◆ Required action: Write out all of the entries below word for word.

== Task material

PR #141, opened 2021-06-28
Spi

vaoskar:
This pull request contains functions calculating some geometrical quantities necessary for SPI simulations to work with analytic B-geometry

### DIFF
--- a/doc/notes/SPIcoordinates.tex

====

◆ Answer space:
PR #141, opened 2021-06-28
Spi

vaoskar:
This pull request contains functions calculating some geometrical quantities necessary for SPI simulations to work with analytic B-geometry

### DIFF
--- a/doc/notes/SPIcoordinates.tex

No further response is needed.